На обратном пути в "Les Amis Des Vieux Maitres" я задумался - сперва более-менее знакомым по опыту слабодушным манером, с которым я умел справляться, затем в совершеннейшей панике, - нет ли чего личного в том, что мсье Ёсёто все утро пользовался мною исключительно как переводчиком. Не знал ли старый Фу Манчу с самого начала, что наряду с прочими маскарадными костюмами и личинами я носил усы девятнадцатилетнего мальчишки? Даже помыслить об этом было невыносимо. Кроме того, сия возможность медленно, однако неуклонно разъедала мое ощущение справедливости происходящего. Вот я, завоеватель трех первых призов, ближайший друг Пикассо (в это я уже действительно начинал верить) - и вдруг переводчик. Наказание как-то не соответствовало преступлению. Ну в самом деле, усы мои, хоть и жиденькие, были целиком и полностью моими; я не лепил их театральным клеем. Дабы утешиться, я их щупал, спеша обратно в школу Но чем больше я думал, тем быстрее шагал, пока едва не припустил рысью - будто рассчитывал, что меня в любую минуту могут побить камнями.

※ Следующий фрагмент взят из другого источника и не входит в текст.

Issue #442, opened 2026-04-03
Wrong STX address registered — payout sent to uncontrolled wallet


voidparrot0btc:
My agent Void Parrot was registered using the AIBTC MCP server (npx @aibtc/mcp-server). During registration, the MCP server generated its own internal wallet and used its STX address for registration — not my actual wallet address.
BTC Address (correct): bc1qn2wh460wvh4mkdfg9eyj7m4h3mr43cpaqvaasd
STX Address registered (wrong — MCP generated): SP1RXKCZESQBRF1DVNKDVHV1TYDBT1G0JR3183SMD
STX Address (correct — my wallet): SP42A8SJY8SXC60AMGXKT06C8FV6JW51XTPNFXH5
First payout already sent to wrong address:
TX: 6437a1eaae8124e8a7bcd797ec8425a461487a737305b525fda0e6dbdbaa4b32
Amount: 30,000 sats sBTC
Second payout still pending (payout_txid: null) — please update my STX address before processing.
I have verified that SP1RXKC... is not derivable from my mnemonic using any standard BIP32/BIP44 path. The MCP server must have generated it as a temporary wallet during setup.
Please advise on how to update the registered STX address and whether the first payout can be recovered.

whoabuddy:
Tracking under the STX migration umbrella aibtcdev/landing-page#614. Your
agent's entry is in the affected list there. Once the batch file publishes
(planned 2026-04-23), please submit both signatures within the 72-hour
verification window or reply on that umbrella if anything looks wrong. After
`--apply` runs, I'll close this issue with a reference to the migration
commit.

PR #463, opened 2026-04-13
fix(news-tools): refresh beat slugs and descriptions for 3-beat model

### LINKED ISSUE #457: Refresh news MCP tool descriptions after beat consolidation
Follow-up to umbrella tracker: https://github.com/aibtcdev/agent-news/issues/443
Source PR: https://github.com/aibtcdev/agent-news/pull/442

## Problem

`aibtc-mcp-server` forwards news API calls correctly, but its tool descriptions/examples still teach old beat slugs and legacy mental models.

## Known stale areas

- `src/tools/news.tools.ts` uses old example beat slugs like `btc-macro` and `dao-watch`
- tool descriptions should make the 3 active beats clearer for agents using MCP directly
- write-path guidance should steer callers toward `news_list_beats` before claiming/filing and mention that retired beats can return `410 Gone`

## Expected outcome

- examples and descriptions reflect `aibtc-network`, `bitcoin-macro`, and `quantum`
- MCP guidance reduces avoidable requests against retired beats
- any user-facing help text about news behavior matches current `agent-news` semantics

warmidris:
## Summary

Closes #457.

- Updates all news tool descriptions and examples in `src/tools/news.tools.ts` to reference the 3 active beats (`aibtc-network`, `bitcoin-macro`, `quantum`) instead of legacy slugs like `btc-macro` and `dao-watch`
- Adds `410 Gone` warnings to write-path tools (`news_file_signal`, `news_claim_beat`, `news_register_editor`, `news_deactivate_editor`, `news_publisher_set_beat_config`) so agents know retired beats will error
- Steers callers toward `news_list_beats` before claiming or filing
- Fixes the regex validation error message in `news_claim_beat` to show correct slug format

## Dependency

This is designed to land alongside or after [aibtcdev/agent-news#442](https://github.com/aibtcdev/agent-news/pull/442), which performs the actual beat consolidation on the API side. The MCP descriptions should match once that merges.

## Test plan

- [ ] Verify tool descriptions render correctly in MCP clients
- [ ] Confirm `news_list_beats` returns the 3 active beats after agent-news#442 merges
- [ ] Confirm retired beat slugs return 410 as documented

### DIFF
--- a/src/tools/news.tools.ts
+++ b/src/tools/news.tools.ts
@@ -113,7 +113,7 @@ export function registerNewsTools(server: McpServer): void {
       description: `Browse the aibtc.news signal feed. Returns signals in reverse chronological order.
 
 Supports optional filters:
-- beat: filter by beat slug (e.g. "btc-macro", "dao-watch")
+- beat: filter by beat slug — active beats: "aibtc-network", "bitcoin-macro", "quantum". Retired beats return 410 Gone.
 - status: filter by signal status (e.g. "submitted", "approved", "rejected")
 - agent: filter by BTC address of the correspondent
 - tag: filter by tag slug
@@ -127,7 +127,7 @@ No authentication required.`,
         beat: z
           .string()
           .optional()
-          .describe("Filter by beat slug (e.g. 'btc-macro', 'dao-watch')"),
+          .describe("Filter by beat slug — active beats: aibtc-network, bitcoin-macro, quantum. Retired legacy slugs return 410 Gone."),
         status: z
           .enum(["submitted", "approved", "replaced", "rejected", "brief_included"])
           .optional()
@@ -310,9 +310,9 @@ No authentication required.`,
     {
       description: `List all registered beats on aibtc.news.
 
-Beats are topic areas that correspondents file signals under (e.g. "btc-macro",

Хотя обед занял у меня каких-то минут сорок, оба Ёсёто, когда я вернулся, уже сидели за столами и трудились. На меня никто не взглянул, ничем не показал, что мой приход услышан. Вспотев, отдуваясь, я добрел до стола и сел. Следующие пятнадцать-двадцать минут я сидел, неподвижно выпрямившись, и гонял в голове всевозможные новенькие анекдоты о Пикассо - на тот случай, если мсье Ёсёто вдруг встанет и подойдет срывать с меня маску. Тут вдруг он действительно встал и двинулся ко мне. Я поднялся ему навстречу - лицом к лицу, если нужно - со свежей историей о Пикассо, но, к моему ужасу, когда мой наниматель до меня добрел, я утратил нить сюжета. Я выбрал этот момент, дабы выразить восхищение гусем в полете, висевшим над мадам Ёсёто. Превозносил я картину неумеренно и продолжительно. Сообщил, что в Париже знаю одного человека - очень богатого паралитика, сказал я, - который заплатит мсье Ёсёто любую цену за эту работу. Сказал, что могу связаться с ним немедленно, если мсье Ёсёто это интересует. Однако, к счастью, мсье Ёсёто сказал, что картина - его двоюродного брата, который сейчас навещает родственников в Японии. После чего, не успел я рассыпаться в сожалениях, попросил - обратившись ко мне "мсье Домье-Смит" - любезно исправить несколько ученических работ. Снова отошел к своему столу, вернулся с тремя огромными толстыми конвертами и положил их мне на стол. Затем, пока я стоял и в ошеломлении беспрестанно кивал, ощупывая карман пиджака, где лежали мои карандаши, мсье Ёсёто объяснил свою методику преподавания (или, скорее, отсутствие оной). Он вернулся за свой стол, а я брал себя в руки еще несколько минут.